▶ [WHAT YOU HAVE TO DO]
Only lines holding the word "specifies" are needed; copy each of them from the material.

▶ [SOURCE INFORMATION]
=====

PR #438, opened 2022-01-07
CMake Support

jonenz:
Description
-----------
Add CMake support for the FreeRTOS Kernel. This allows the user to configure the project and provides some simple checks.

Usage
-----------
Required parameters are:
- `FREERTOS_KERNEL_CONFIG`
- `FREERTOS_KERNEL_PORT` 
- `FREERTOS_KERNEL_HEAP_FILE`

Optional parameters are:
- `FREERTOS_KERNEL_COMPILER_PORT`
- `FREERTOS_KERNEL_USE_CUSTOM_PORT`
- `FREERTOS_KERNEL_USE_CUSTOM_HEAP`

Simple example configuration:
```
    set(FREERTOS_KERNEL_CONFIG ${CMAKE_CURRENT_SOURCE_DIR}/include)
    set(FREERTOS_KERNEL_PORT ARM_CM0)
    set(FREERTOS_KERNEL_HEAP_FILE heap_4)

    add_subdirectory(${CMAKE_CURRENT_SOURCE_DIR}/FreeRTOS-Kernel)
```

Example configuration that specifies the compiler port instead of letting CMake identify it:
```
    set(FREERTOS_KERNEL_CONFIG ${CMAKE_CURRENT_SOURCE_DIR}/include)
    set(FREERTOS_KERNEL_COMPILER_PORT IAR)
    set(FREERTOS_KERNEL_PORT ARM_CM0)
    set(FREERTOS_KERNEL_HEAP_FILE heap_4)

    add_subdirectory(${CMAKE_CURRENT_SOURCE_DIR}/FreeRTOS-Kernel)
```

Example configuration that uses a custom port/heap:
```
    set(FREERTOS_KERNEL_USE_CUSTOM_PORT ON)
    set(FREERTOS_KERNEL_PORT ${CMAKE_CURRENT_SOURCE_DIR}/my/FreeRTOS/port)

    set(FREERTOS_KERNEL_USE_CUSTOM_HEAP OFF)
    set(FREERTOS_KERNEL_HEAP_FILE ${CMAKE_CURRENT_SOURCE_DIR}/my/FreeRTOS/heap/my_heap.c)

    set(FREERTOS_KERNEL_CONFIG ${CMAKE_CURRENT_SOURCE_DIR}/include)

    add_subdirectory(${CMAKE_CURRENT_SOURCE_DIR}/FreeRTOS-Kernel)
```

### DIFF
--- a/CMakeLists.txt
+++ b/CMakeLists.txt
@@ -1,4 +1,4 @@
-cmake_minimum_required(VERSION 3.16)
+cmake_minimum_required(VERSION 3.12)
 
 set(CMAKE_TRY_COMPILE_TARGET_TYPE "STATIC_LIBRARY")
 
--- a/CMakeLists.txt
+++ b/CMakeLists.txt
@@ -9,11 +9,6 @@ list(APPEND CMAKE_MESSAGE_CONTEXT "FreeRTOS-Kernel")
 add_library(FreeRTOS-Kernel OBJECT)
 
 # Optional parameters.
-option(FREERTOS_KERNEL_ENABLE_COROUTINE "Enable co-routines by compiling croutine.c as part of the kernel source files." ON)
-option(FREERTOS_KERNEL_ENABLE_EVENT_GROUPS "Enable event groups by compiling event_groups.c as part of the kernel source files." ON)
-option(FREERTOS_KERNEL_ENABLE_STREAM_BUFFER "Enable stream and message buffers by compiling stream_buffer.c as part of the kernel source files." ON)
-option(FREERTOS_KERNEL_ENABLE_TIMER "Enable timers by compiling timers.c as part of the kernel source files." ON)
-
 option(FREERTOS_KERNEL_USE_CUSTOM_PORT "Enable the use of a custom port implementation from a different project. When enabling this option set <FREERTOS_KERNEL_PORT> to the path that contains port files." OFF)
 option(FREERTOS_KERNEL_USE_CUSTOM_HEAP "Enable the use of a custom heap implementation from a different project. When enabling this option set <FREERTOS_KERNEL_HEAP_FILE> to the file that implements the memory management." OFF)
 
@@ -128,27 +123,14 @@ target_include_directories(FreeRTOS-Kernel PUBLIC
 ## FreeRTOS Kernel Sources ##
 # Add core kernel source files.
 target_sources(FreeRTOS-Kernel PRIVATE
+    "${CMAKE_CURRENT_SOURCE_DIR}/croutine.c"
+    "${CMAKE_CURRENT_SOURCE_DIR}/event_groups.c"
     "${CMAKE_CURRENT_SOURCE_DIR}/list.c"
     "${CMAKE_CURRENT_SOURCE_DIR}/queue.c"
+    "${CMAKE_CURRENT_SOURCE_DIR}/stream_buffer.c"
     "${CMAKE_CURRENT_SOURCE_DIR}/tasks.c"
-)
-
-# Add optional kernel soruce files.
-if(FREERTOS_ENABLE_COROUTINE)
-    target_sources(FreeRTOS-Kernel PRIVATE "${CMAKE_CURRENT_SOURCE_DIR}/croutine.c" )
-endif(FREERTOS_ENABLE_COROUTINE)
-
-if(FREERTOS_ENABLE_EVENT_GROUPS)
-    target_sources(FreeRTOS-Kernel PRIVATE "${CMAKE_CURRENT_SOURCE_DIR}/event_groups.c" )
-endif(FREERTOS_ENABLE_EVENT_GROUPS)
-
-if(FREERTOS_ENABLE_STREAM_BUFFER)
-    target_sources(FreeRTOS-Kernel PRIVATE "${CMAKE_CURRENT_SOURCE_DIR}/stream_buffer.c")
-endif(FREERTOS_ENABLE_STREAM_BUFFER)
-
-if(FREERTOS_ENABLE_TIMER)
-    target_sources(FreeRTOS-Kernel PRIVATE "${CMAKE_CURRENT_SOURCE_DIR}/timers.c")
-endif(FREERTOS_ENABLE_TIMER)
+    "${CMAKE_CURRENT_SOURCE_DIR}/timers.c"
+    )
 
 # Add heap implemntation source file.
 target_sources(FreeRTOS-Kernel PRIVATE ${FREERTOS_KERNEL_HEAP_FILE})
--- a/CMakeLists.txt
+++ b/CMakeLists.txt
@@ -1,3 +1,44 @@
+#[[
+
+Required parameters are:
+ - FREERTOS_KERNEL_CONFIG
+ - FREERTOS_KERNEL_PORT
+ - FREERTOS_KERNEL_HEAP_FILE
+
+ Optional parameters are:
+ - FREERTOS_KERNEL_COMPILER_PORT
+ - FREERTOS_KERNEL_USE_CUSTOM_PORT
+ - FREERTOS_KERNEL_USE_CUSTOM_HEAP
+
+
+Simple example configuration:
+    set(FREERTOS_KERNEL_CONFIG "${CMAKE_CURRENT_SOURCE_DIR}/include")
+    set(FREERTOS_KERNEL_PORT ARM_CM0)
+    set(FREERTOS_KERNEL_HEAP_FILE heap_4)
+
+    add_subdirectory("${CMAKE_CURRENT_SOURCE_DIR}/FreeRTOS-Kernel")
+
+
+Example configuration that specifies the compiler port instead of letting CMake identify it:
+    set(FREERTOS_KERNEL_CONFIG "${CMAKE_CURRENT_SOURCE_DIR}/include")
+    set(FREERTOS_KERNEL_COMPILER_PORT IAR)
+    set(FREERTOS_KERNEL_PORT ARM_CM0)
+    set(FREERTOS_KERNEL_HEAP_FILE heap_4)
+
+
+Example configuration that uses a custom port/heap:
+    set(FREERTOS_KERNEL_USE_CUSTOM_PORT ON)
+    set(FREERTOS_KERNEL_PORT "${CMAKE_CURRENT_SOURCE_DIR}/my/FreeRTOS/port")
+
+    set(FREERTOS_KERNEL_USE_CUSTOM_HEAP OFF)
+    set(FREERTOS_KERNEL_HEAP_FILE "${CMAKE_CURRENT_SOURCE_DIR}/my/FreeRTOS/heap/my_heap.c")
+
+    set(FREERTOS_KERNEL_CONFIG "${CMAKE_CURRENT_SOURCE_DIR}/include")
+
+    add_subdirectory("${CMAKE_CURRENT_SOURCE_DIR}/FreeRTOS-Kernel")
+
+]]
+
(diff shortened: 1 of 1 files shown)


AniruddhaKanhere (commented):
Hello @jonenz,

Thank you for taking the time to contribute to FreeRTOS. I have one question about the PR, can you please take a look?

Thanks

CMakeLists.txt
```diff
@@ -0,0 +1,160 @@
...
+add_library(FreeRTOS-Kernel OBJECT)
+
+# Optional parameters.
+option(FREERTOS_KERNEL_ENABLE_COROUTINE "Enable co-routines by compiling croutine.c as part of the kernel source files." ON)
+option(FREERTOS_KERNEL_ENABLE_EVENT_GROUPS "Enable event groups by compiling event_groups.c as part of the kernel source files." ON)
+option(FREERTOS_KERNEL_ENABLE_STREAM_BUFFER "Enable stream and message buffers by compiling stream_buffer.c as part of the kernel source files." ON)
+option(FREERTOS_KERNEL_ENABLE_TIMER "Enable timers by compiling timers.c as part of the kernel source files." ON)
+
+option(FREERTOS_KERNEL_USE_CUSTOM_PORT "Enable the use of a custom port implementation from a different project. When enabling this option set <FREERTOS_KERNEL_PORT> to the path that contains port files." OFF)
+option(FREERTOS_KERNEL_USE_CUSTOM_HEAP "Enable the use of a custom heap implementation from a different project. When enabling this option set <FREERTOS_KERNEL_HEAP_FILE> to the file that implements the memory management." OFF)
```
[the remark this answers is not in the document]
jonenz: The intention here wasn't to set the `configUSE_TIMERS` directive, but to give the user the option to omit compiling unnecessary source files.

In practice most projects probably compile these sources whether they use them or not which is why they default to `ON`. If someone were to `set(FREERTOS_KERNEL_ENABLE_TIMER OFF)` and `#define configUSE_TIMERS    (1)` in their FreeRTOSConfig.h they would get a linker error when trying to use timer functions.

These options could be removed if they're more confusing than useful.

CMakeLists.txt
```diff
@@ -0,0 +1,160 @@
...
+    elseif(${CMAKE_C_COMPILER_ID} STREQUAL "IAR")
+        set(FREERTOS_COMPILER_PORT_DIRECTORY "${CMAKE_CURRENT_SOURCE_DIR}/portable/IAR")
+    elseif(${CMAKE_C_COMPILER_ID} STREQUAL "MSVC")
+        set(FREERTOS_COMPILER_PORT_DIRECTORY "${CMAKE_CURRENT_SOURCE_DIR}/portable/MSVC-MingW")
+    elseif(${CMAKE_C_COMPILER_ID} STREQUAL "OpenWatcom")
+        set(FREERTOS_COMPILER_PORT_DIRECTORY "${CMAKE_CURRENT_SOURCE_DIR}/portable/oWatcom/16BitDOS")
+    elseif(${CMAKE_C_COMPILER_ID} STREQUAL "SDCC")
+        set(FREERTOS_COMPILER_PORT_DIRECTORY "${CMAKE_CURRENT_SOURCE_DIR}/portable/SDCC")
+    else()
+        message(FATAL_ERROR "The C compiler identification is ${CMAKE_C_COMPILER_ID}. No port is available for this compiler. Check your toolchain configuration or set <FREERTOS_KERNEL_USE_CUSTOM_PORT> to use a custom FreeRTOS port.")
```
kstribrnAmzn, line 57: Any reason for leaving out the other ports? Or are these to be added when needed?

CMakeLists.txt
```diff
@@ -0,0 +1,160 @@
...
+    endif()
+    message(VERBOSE "The C compiler identification is: ${CMAKE_C_COMPILER_ID}. Compiler port folder is: ${FREERTOS_COMPILER_PORT_DIRECTORY}")
+
+    # Search the port folder for available port configurations.
+    file(GLOB PORTS RELATIVE "${FREERTOS_COMPILER_PORT_DIRECTORY}" CONFIGURE_DEPENDS "${FREERTOS_COMPILER_PORT_DIRECTORY}/*")
```
kstribrnAmzn, line 62: Generally file globbing is discouraged as it makes the [CMake regeneration process a bit trickier](https://cmake.org/cmake/help/v3.16/command/file.html#filesystem).

I realize you did this for brevity, but it may be best to move away from this.

CMakeLists.txt
```diff
@@ -0,0 +1,160 @@
...
+    endif()
+else()
+    # Search the memory management directory for available heap implementations.
+    set(FREERTOS_MEMORY_MANAGEMENT_DIRECTORY "${CMAKE_CURRENT_SOURCE_DIR}/portable/MemMang")
+    file(GLOB HEAP_FILES RELATIVE "${FREERTOS_MEMORY_MANAGEMENT_DIRECTORY}" CONFIGURE_DEPENDS "${FREERTOS_MEMORY_MANAGEMENT_DIRECTORY}/*.c")
+    message(VERBOSE "Available heap files in ${FREERTOS_MEMORY_MANAGEMENT_DIRECTORY} are: ${HEAP_FILES}")
+
+    # Check that <FREERTOS_KERNEL_HEAP_FILE> contains a valid heap file in the memory management directory.
+    if(NOT DEFINED FREERTOS_KERNEL_HEAP_FILE)
+        message(FATAL_ERROR "<FREERTOS_KERNEL_HEAP_FILE> is undefined. Set <FREERTOS_KERNEL_HEAP_FILE> to the desired heap implementation. Available implementations are: ${HEAPS}")
```
kstribrnAmzn, line 106: The _verbose_ level message doesn't really add value, does it? If the heap file can't be found then the user will get both the verbose and error level messages which state the same thing - the available heap files.

I'd consider removing this (and similar messages in this file). Happy case verbose messages are fine as they won't duplicate.

CMakeLists.txt
```diff
@@ -0,0 +1,160 @@
+cmake_minimum_required(VERSION 3.16)
```
kstribrnAmzn, line 1: What's the oldest minimum version we can use here? I am not completely familiar with all the [3.16 changes](https://cmake.org/cmake/help/latest/release/3.16.html) but I'm not seeing any specific features of it that are being used here.

The reason I ask is the older the version of CMake which is supported, the more likely a user will be able to just build the project out of the gate. Less likely to need to setup tools.

CMakeLists.txt
jonenz: My understanding of the general discouragement around file globbing sources is that fails to detect new/deleted files without regeneration. From the link: `If no CMakeLists.txt file changes when a source is added or removed then the generated build system cannot know when to ask CMake to regenerate.`

I don't think that's something to be concerned about here because the files/folders in the portable directory are fairly stable. If a user changes their kernel version to one that added/removed a port, then yes, they would have to regenerate. In my opinion that's reasonable.

CMakeLists.txt
jonenz: I had it in there as a way to list the available heap implementations without needing to run a misconfigured project for them to print. It would only be duplicated when printing verbose messages with an invalid configuration. I'm fine removing it if that's not useful.

CMakeLists.txt
jonenz: I'm not totally sure here, but it's probably 3.12 which added object library support for `target_link_libraries`.

There's probably a separate debate to be had about whether this should be a `STATIC` or `OBJECT` library.

CMakeLists.txt
yhsb2k: `portable/MSVC-MingW` x86 port is not only for MSVC, but for GCC (MinGW64) too.
With your current code, it is not possible to build x86 port with GCC (Windows or Linux) so far.

yhsb2k: And it doesn't handle ports in `portable/ThirdParty/GCC`.

CMakeLists.txt
yhsb2k: `file(GLOB ..)` approach doesn't work for include paths.
For example, we have:
* `portable/GCC/ARM_CM23/non_secure` and `/portable/GCC/ARM_CM23/secure`. Same for ARM_CM33.
* `portable/ThirdParty/GCC/Xtensa_ESP32/include`
* `portable/ThirdParty/Partner-Supported-Ports/GCC/AVR_Mega0`
* `portable/ThirdParty/XCC/Xtensa`

All of paths above are not present in cmake freertos module include path, which is not good for user.

CMakeLists.txt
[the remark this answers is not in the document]
AniruddhaKanhere: I see, I personally did not like the idea that I'd need to make a change at 2 locations to add/remove any option to my build. @kstribrnAmzn - your thoughts?
I would like it better if it is at one location only - creating less confusion.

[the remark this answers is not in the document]
kstribrnAmzn: > I see, I personally did not like the idea that I'd need to make a change at 2 locations to add/remove any option to my build.

I agree, does seem strange.

CMakeLists.txt
kstribrnAmzn: >I tired to match up all the ports for compilers identified by CMake listed here

Thanks for sharing your justification. Totally makes sense. I'd probably do the same thing if I were in your shoes.
I do think the ports your PR handles could be expanded without significant trouble so I won't hold up the PR for it.

jonenz: > `portable/MSVC-MingW` x86 port is not only for MSVC, but for GCC (MinGW-w64) too.
This is a good point and something I didn't think about. It wouldn't be impossible because the user could manually provide the port path, but it would be misleading and something they shouldn't expect to have to do for a natively supported port.

I'll think about how this could be improved.

CMakeLists.txt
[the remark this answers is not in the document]
jonenz: > I would like it better if it is at one location only - creating less confusion.

Since `configUSE_TIMERS`, `configUSE_CO_ROUTINES`, etc define out the entirety of the source file there's no need for these options. They can be removed.

jonenz:
I made some updates that should allow the rest of the ports to be used.

Any folder in the `portable` directory that contains at least one of the port macro header files is considered a compiler port. The user can define which to use by setting `FREERTOS_KERNEL_COMPILER_PORT` or leave it undefined and the script will try and identify one by using `CMAKE_C_COMPILER_ID`. This variable will mostly be useful if CMake detects the incorrect compiler port, or if CMake is not able to identify the compiler being used.

Any folder in the compiler port directory that contains at least one of the port macro header files is considered a port. This improvement allows the user to specify a nested port. For example, `set(FREERTOS_KERNEL_PORT ARM_CM0)` and `set(FREERTOS_KERNEL_PORT ARM_CM33/non_secure)` are both valid.

AniruddhaKanhere:
Hello @jonenz,

Thank you for this PR. It was a welcome contribution. However, we decided to go with https://github.com/FreeRTOS/FreeRTOS-Kernel/pull/421 (the is why the merge conflict) because it supported all ports and did not use file globbing.

I shall close this PR now. If you'd like to contribute further in the domain of CMake, take a look at [this comment](https://github.com/FreeRTOS/FreeRTOS-Kernel/pull/421#issuecomment-1017896015) by @paulbartell. It outlines what we intend to do as 'next-steps' for cmake.

Thanks again for contributing to FreeRTOS.

Thanks and Regards,
Aniruddha

AniruddhaKanhere:
Also, I would thank @jonenz since some suggestions that I made to this PR, were taking from his PR https://github.com/FreeRTOS/FreeRTOS-Kernel/pull/438.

=====

▶ [YOUR RESPONSE]
Example configuration that specifies the compiler port instead of letting CMake identify it:
+Example configuration that specifies the compiler port instead of letting CMake identify it:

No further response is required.